Вполне возможно, что у России и Китая найдутся основания для стратегического сотрудничества, и это не обязательно будет сдерживание Китая, как могли бы подумать многие. В конце концов, обе страны заинтересованы в конструктивном взаимодействии с Китаем, и ни одна из них, скорее всего, не захочет жертвовать отношениями с ним ради американо-российского сотрудничества. Однако обе они могут захотеть установить баланс, в должной мере отвечающий интересам Китая, России, Соединенных Штатов и остальных заинтересованных держав, чтобы заложить прочную основу для безопасности и экономического прогресса в Центральной и Северо-Восточной Азии.
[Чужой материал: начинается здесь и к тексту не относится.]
Issue #334, opened 2026-07-28
Search: unify provider lifecycle, executable registry, and disposal ownership


TalexDreamSoul:
## Priority
P2 — prerequisite architecture work after P0 release gates and active OTA/evidence work are closed.

## Problem
Search provider identity and lifecycle are split across multiple control planes:

- Settings constructs descriptors through `search-provider-registry`.
- Search execution uses a separate provider map in `search-core`.
- Load failures can leave an entry presented as active while execution is degraded.
- `ISearchProvider` does not own a complete async lifecycle/disposal contract.
- provider timers, workers, listeners, streams, and background tasks have inconsistent teardown ownership.

This makes provider availability, Settings diagnostics, execution eligibility, reload, and shutdown describe different states.

## Proposed solution
- Define one async idempotent lifecycle: `load -> start -> stop -> destroy`.
- Introduce explicit registered/loading/ready/degraded/stopped/destroyed states.
- Build one executable registry entry that owns descriptor, implementation/indexed-source adapter, policy, health, configuration, and disposable scope.
- Execute only `ready` entries and expose degraded reasons through the same registry consumed by Settings.
- Add a generic FTS-by-source adapter for eligible indexed sources instead of new SearchCore branches.
- Make `SearchEngineCore.destroy()` await sessions, provider scopes, workers, and transport listener disposal.

## Acceptance criteria
- [ ] A failed load enters degraded state, is excluded from search, and is visible in Settings diagnostics.
- [ ] Repeated load/start/stop/destroy calls are idempotent and do not duplicate handlers.
- [ ] Unload/reload tests prove timers, pollers, listeners, workers, and streams are released/recreated exactly once.
- [ ] Provider/source ID mismatch and collisions fail registration with a typed diagnostic.
- [ ] A generic source adapter queries an eligible indexed source without a hard-coded SearchCore branch.
- [ ] Shutdown awaits session/provider drain and leaves no singleton controller/listener.
- [ ] Existing provider ordering and push-provider behavior remain compatible.

## Dependencies
Do not start until request-scoped sessions, onboarding/storage admission, and single-writer persistence ownership are confirmed complete in the Trellis dependency record.

## Non-goals
- Arbitrary line-count splitting or UI redesign.

TalexDreamSoul:
## 复核依赖闸门：卡住 #334 的是**记账**，不是工作（**PR #1110**，commit `402707e59`），**本 issue 不关**

[...]

PR #1725, opened 2026-08-12
fix(search): await provider teardown instead of firing it

TalexDreamSoul:
A real defect behind #334's fourth and fifth bullets, found while verifying that issue's premises.

## What happens

`SearchProviderRegistry.destroy()` is `async` and does await in-flight loads:

```ts
const activeLoads = [...this.ensureLoadedOperations]
if (activeLoads.length > 0) await Promise.allSettled(activeLoads)
for (const provider of this.providers.values()) {
  const destroyableProvider = provider as DestroyableSearchProvider
  if (destroyableProvider.onDestroy) destroyableProvider.onDestroy()   // ← not awaited
  else provider.onDeactivate?.()
}
```

`AppProvider`'s implementation is **`async onDestroy(): Promise<void>`** and awaits `prepareForSearchIndexShutdown()`. So `destroy()` resolved while the search index was still shutting down.

**TypeScript could not see it.** `ISearchProvider` has no disposal member — #334's fourth bullet, verified: the interface is `id`, `type`, `name?`, `icon?`, `supportedInputTypes?`, `priority?`, `onSearch`, `onActivate?`, `onDeactivate?`, `onExecute?`, `onLoad?`, `info` and nothing else. The registry compensates with a local structural type that declared `onDestroy?: () => void`, so an async implementation looked settled at the call site and there was no floating promise to flag.

Implementations already return both shapes: `AppProvider` async, `EverythingProvider` and `FileSystemWatcher` synchronous.

## The change

`onDestroy?: () => void | Promise<void>` on the local type, and `await` at the call. Nothing else — adding a disposal member to `ISearchProvider` is the interface work #334 is actually about, and it belongs there rather than smuggled into a bug fix.

The loop stays sequential with the `catch` inside it: teardown touches the shared index and the writer, and one provider rejecting must not skip the rest.

## Verification

| | result |
| --- | --- |
| baseline | 9 passed |
| remove the `await` (i.e. today's master) | **1 failed** |
| restored | 9 passed |

Two tests: one holds a teardown open and asserts `destroy()` has not resolved while it is pending, then that it resolves after; one has the first provider reject and asserts the second is still torn down.

`search-engine/` passes: 75 files, 669 tests.

## What is still open on #334

The interface. Also worth recording from the same pass, because it is *good* news the issue does not know: its second bullet — "search execution uses a separate provider map in `search-core`" — **is no longer true**. `SearchCore.registerProvider` delegates straight to `this.providerRegistry.register(...)`, and the only container is the registry's own `providers` Map. The two control planes have been unified since it was filed.

### DIFF
--- a/apps/core-app/src/main/modules/box-tool/search-engine/search-provider-registry.test.ts
+++ b/apps/core-app/src/main/modules/box-tool/search-engine/search-provider-registry.test.ts
@@ -165,6 +165,85 @@ describe('search provider registry', () => {
     vi.useRealTimers()
   })
 
+  /**
+   * `destroy()` fired provider teardown without awaiting it (#334).
+   *
+   * `ISearchProvider` has no disposal member at all, so the registry reaches for `onDestroy`
+   * structurally through a local type that declared it `() => void`. `AppProvider`'s is
+   * `async onDestroy(): Promise<void>` and awaits `prepareForSearchIndexShutdown()` -- so the
+   * registry resolved while the search index was still shutting down, and the `void` declaration
+   * meant TypeScript saw no floating promise to complain about.
+   */
+  it('waits for an async provider teardown before resolving', async () => {
+    let released!: () => void
+    const teardownFinished = vi.fn()
+    const provider = {
+      id: 'slow-teardown',
+      type: 'app' as never,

Если задаться аналогичными перспективными вопросами, можно предположить, что существуют основания для американо-российского стратегического сотрудничества и в других регионах на границах России, а также по другим проблемам. Разумеется, как отметили в своей статье мы с Трениным, стратегический диалог не обязательно ведет к стратегическому сотрудничеству. Он может выявить непреодолимые разногласия. Может оказаться, что дух соперничества преобладает в американо-российских отношениях по весомым стратегическим причинам. Однако разве не стоит все же для начала вступить в диалог и изучить возможности стратегического сотрудничества вместо того, чтобы с ходу отрицать его возможность? Результаты могут оказаться неожиданными.

Томас Грэм в 2004-2007 годах занимал пост старшего директора по вопросам России в аппарате Совета национальной безопасности.